The Financial Supervision Board (JCF) today approved a new financial plan for Municipal Revenue Collection Center (CRIM) for Fiscal year 2021 Which income projects $ 1,973 million In collection and reforms in a period of five years.
Like the central government financial plan, the financial entity approved the CRIM plan unanimously during its tenure The monthly meeting held this morning.
The financial document listed about 11 proposals, according to the board, that would strengthen the property tax regime and translate it into income of up to $ 1,973 million Between fiscal year 2021 and 2026. Among the council’s measures – also proposed in the fiscal year 2020 plan – include the sale of an accounts receivable portfolio that could generate around $ 400 million to the public agency, and correct incorrect addresses that made it impossible to collect property taxes that It could generate up to $ 466 million and valuation over 17,000 properties not yet evaluated by CRIM which could result in $ 26 million for the government agency.
At the conclusion of the meeting, Natalie Yarsco, Executive Director of the Board of Directors, was confident that CRIM could comply with these measures to avoid a deficit of the entity. In turn, he declined the estimated income of $ 1.973 million to be overly optimistic.
“I don’t think the target is that aggressive. I think it can be done… There is nothing new and it doesn’t require changing property tax rates. This is true, in the past the government did not implement any of these changes and so this is what we are [la Junta] Here, but it is possible, “Jarisco said to questions from the press.
Yarsko pointed out that among the changes, it also includes the evaluation of new properties that can reach more than 230 thousand of which have not been identified and have not paid real estate taxes. According to the CEO, that amount could amount to just over $ 500 million for a government agency in the next five years.
He added that the Law on Combating Criminal Crimes, together with the municipalities, should improve the property tax collection system. Currently, according to data from the board of directors, CRIM only administers about 67.7% of property taxes in a single year. The financial plan sets the goal that CRIM can increase this number to 76% of groups in a five-year period. For this, the document states that by June 2022, CRIM should increase its collector’s staff by 25%.
For his part, Council Director Antonio Medina agreed with Yarsco and said that adherence to these measures is crucial to the financial health of municipalities. “Doing it well is critical. Municipalities lack sufficient funds and these measures are essential to ensure good management,” he said.

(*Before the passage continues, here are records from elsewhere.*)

PR #203, opened 2023-11-19
Connecting tags when creating, filtering and editing log record

braydonwang:
## Notion task link

[Task](https://www.notion.so/uwblueprintexecs/Connecting-Tags-To-Log-Records-c0ba6affff9646068320177bbef67c46)

## Implementation description
* Enable multi-select tags input when the user creates, edits or filters a log record
* Make GET request to backend to get all ACTIVE tags
* Change backend logic to use tag id (rather than tag name) when creating or filtering a log record

## Steps to test
1. At the moment, we don't have any way to create a tag from the frontend or backend, so you'll need to manually insert it into the db
```
insert into tags (tag_id, name, status) values (1, 'Test Tag', 'Active');
```
2. On the frontend, when creating a log record, click the "Tags" input box and check that the dropdown displays all tags that are currently in the tags table in the db
3. Add a couple of log records with: a) No tags, b) One tag, c) Multiple tags (make sure that you get a success response on the frontend and check that the log_record_tag table has also been correctly updated)
4. Try editing log records and updating their tags section: a) Remove all tags, b) Add new tags c) Don't change tags (similar to create, make sure this gives successful response and updates log_record_tag table accordingly)
5. Filter by a single tag or multiple tags and ensure that all log records with ALL of the specified tags are being displayed (also check that the count of log records is correct)

* Let me know if I should split this into multiple PRs (backend and frontend) to make it easier to review

## Checklist
- [X] My PR name is descriptive and in imperative tense
- [X] My commit messages are descriptive and in imperative tense. My commits are atomic and trivial commits are squashed or fixup'd into non-trivial commits
- [X] I have run the appropriate linter(s)
- [X] I have requested a review from the PL, as well as other devs who have background knowledge on this PR or who will be building on top of this PR
- [X] If I have made API changes, I have updated the [REST API Docs](https://www.notion.so/uwblueprintexecs/REST-Endpoints-05ce60312bb943439dfda42bb1318536)
- [X] IF I have made changes to the db/models, I have updated the [Data Models Page](https://www.notion.so/uwblueprintexecs/Data-Models-760f8aa06b244eb0842c079ad77987b0)
- [X] I have documented this PR in the [Production Release Page](https://www.notion.so/uwblueprintexecs/fe28a97bfa5648d3bc3795b32b694acd?v=5565cfb35dcc45bb84f6528cb09517cd)
- [X] I have updated other Docs as needed


phamkelly17 (approved):
works perfectly, lgtm

connor-bechthold (approved):
PERFECT 👨‍🍳  thanks again for changing the log record service to use tag ID instead of name 🙏 I'll make a ticket for this so it can be tracked

Only think to mention is hold of merging until https://github.com/uwblueprint/supportive-housing/pull/201 is through - this removes the `status` field with the cascading so you won't need to reference it in this PR anymore (filtering by only `Active` tags was def the right thinking tho)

For his part, Yarsko indicated that municipalities – as managers of CRIM – must reinforce these measures if they want their financial outlooks to improve in the coming years. “Municipalities are aware of their financial situation and have expressed how difficult the situation is for them in these years. But municipalities are governed by municipalities. If they understand that they are facing a complex financial situation, they should be the first to implement these measures, especially the method of collecting real estate taxes.”